▶ **TASK ITEM**:
Copy out all the lines of the data that hold the word "there".

▶ **ENTRIES SHOWN**:
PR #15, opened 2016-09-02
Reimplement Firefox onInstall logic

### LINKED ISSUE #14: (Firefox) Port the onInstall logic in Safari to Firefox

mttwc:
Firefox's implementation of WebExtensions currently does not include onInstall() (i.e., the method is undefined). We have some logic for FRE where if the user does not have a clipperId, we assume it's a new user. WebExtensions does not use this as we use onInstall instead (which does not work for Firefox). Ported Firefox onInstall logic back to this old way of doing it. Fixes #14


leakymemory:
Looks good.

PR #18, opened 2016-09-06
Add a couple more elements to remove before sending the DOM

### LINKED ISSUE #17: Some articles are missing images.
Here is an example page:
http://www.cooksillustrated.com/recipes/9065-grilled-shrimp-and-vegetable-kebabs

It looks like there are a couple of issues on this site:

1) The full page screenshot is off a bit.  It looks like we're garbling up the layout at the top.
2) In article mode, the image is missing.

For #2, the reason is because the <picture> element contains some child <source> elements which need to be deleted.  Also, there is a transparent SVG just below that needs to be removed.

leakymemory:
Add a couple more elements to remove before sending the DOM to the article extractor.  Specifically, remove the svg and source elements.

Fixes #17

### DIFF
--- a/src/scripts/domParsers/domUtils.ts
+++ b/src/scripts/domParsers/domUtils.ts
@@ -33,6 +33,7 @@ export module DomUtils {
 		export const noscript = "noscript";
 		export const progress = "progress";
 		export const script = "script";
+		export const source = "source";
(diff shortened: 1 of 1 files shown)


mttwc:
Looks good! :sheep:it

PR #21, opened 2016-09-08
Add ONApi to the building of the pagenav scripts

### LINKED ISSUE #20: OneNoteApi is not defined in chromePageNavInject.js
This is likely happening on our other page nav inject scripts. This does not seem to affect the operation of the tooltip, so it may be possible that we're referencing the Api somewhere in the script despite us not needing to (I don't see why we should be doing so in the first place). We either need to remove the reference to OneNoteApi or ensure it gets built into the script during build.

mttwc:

▶ **SOLUTION BELOW**:
It looks like there are a couple of issues on this site:
For #2, the reason is because the <picture> element contains some child <source> elements which need to be deleted.  Also, there is a transparent SVG just below that needs to be removed.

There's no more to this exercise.